The CBC provides a service.
There are many northern communities that wouldn't have TV if it wasn't for CBC.
Tony Burman, Editor-in-Chief, CBC News, December 23, 2005
Toronto -- CTV's Robert Hurst (The News Ratings -- letter, Dec. 22) takes umbrage with a Decima poll that shows 38 per cent of Canadians "turn to the CBC for election coverage" while a similar percentage turns to CTV.
Not satisfied with parity with CBC, Mr. Hurst tries to switch the focus to CTV by distorting the ratings. Without acknowledging it, he ignores the thousands of Canadians who watch CBC News programming on Newsworld and, in one of his references, actually includes the CBC lockout period when CBC programming was disrupted.

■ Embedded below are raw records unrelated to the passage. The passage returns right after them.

PR #90, opened 2023-05-03
chore(docs): remove alpha and add official docs

chrishelgert:
- remove the alpha state note
- add a link to the official developer documentation

### DIFF
--- a/src/index.ts
+++ b/src/index.ts
@@ -7,7 +7,7 @@ import { Argument, LivePreviewProps, SubscribeCallback, TagAttributes } from './
 
 interface ContentfulLivePreviewInitConfig {
   debugMode?: boolean;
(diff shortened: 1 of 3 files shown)


src/index.ts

If you include Newsworld viewers as well as those who watch CTV news programs on CTV Newsnet, the accurate audience ratings from Nielsen Media are the following: Since the end of the CBC lockout, CBC's The National has been averaging 1.03 million viewers a night compared with 989,000 on CTV. CBC's overall audience for the recent election debate was 753,000 viewers against CTV's total audience of 706,000. And in the 2004 election, CBC's audience was 2.05 million versus 1.8 million for CTV in the pivotal 90-minute block after the polls closed.
Rather than bragging about CTV as the "hands-down clear winner," as Mr. Hurst does, I think we should all celebrate the fact that Canadians have a choice between strong and professional news organizations.